RECORDS PROVIDED: Begin
PR #5681, opened 2016-06-07
Add fallback check to determine if projects are .NET Core

natemcmaster:
Helps future-proof PMC commands against rename of *.xproj -> *.csproj

cc @bricelam

### DIFF
--- a/src/Microsoft.EntityFrameworkCore.Tools/tools/EntityFrameworkCore.psm1
+++ b/src/Microsoft.EntityFrameworkCore.Tools/tools/EntityFrameworkCore.psm1
@@ -610,7 +610,7 @@ function ProcessCommonDotnetParameters($dteProject, $dteStartupProject, $Environ
 }
 
 function IsDotNetProject($project) {
-    $project.FileName -like "*.xproj"
+    $project.FileName -like "*.xproj" -or $project.Kind -eq "{8BB2217D-0F2D-49D1-97BC-3654ED321F3B}"
 }
 
 function IsUwpProject($project) {


src/Microsoft.EntityFrameworkCore.Tools/tools/EntityFrameworkCore.psm1
```diff
@@ -610,7 +610,7 @@ function ProcessCommonDotnetParameters($dteProject, $dteStartupProject, $Environ
 }
 
 function IsDotNetProject($project) {
-    $project.FileName -like "*.xproj"
+    $project.FileName -like "*.xproj" -or $project.Kind -eq "{8BB2217D-0F2D-49D1-97BC-3654ED321F3B}"
```
Eilon: Is the GUID always uppercase? Or is this some kind of "soft" GUID equality comparison?

natemcmaster: `-eq` is case insensitive :)

Eilon: I refuse to learn PowerShell, so thanks 😄

Eilon:
:shipit:

src/Microsoft.EntityFrameworkCore.Tools/tools/EntityFrameworkCore.psm1
bricelam: Pet peeve: Use single quotes unless you need string interpolation!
RECORDS PROVIDED: End
What lines in the entries above hold "Tools"? Copy every one.

# RESPONSE AREA
--- a/src/Microsoft.EntityFrameworkCore.Tools/tools/EntityFrameworkCore.psm1
+++ b/src/Microsoft.EntityFrameworkCore.Tools/tools/EntityFrameworkCore.psm1
src/Microsoft.EntityFrameworkCore.Tools/tools/EntityFrameworkCore.psm1
src/Microsoft.EntityFrameworkCore.Tools/tools/EntityFrameworkCore.psm1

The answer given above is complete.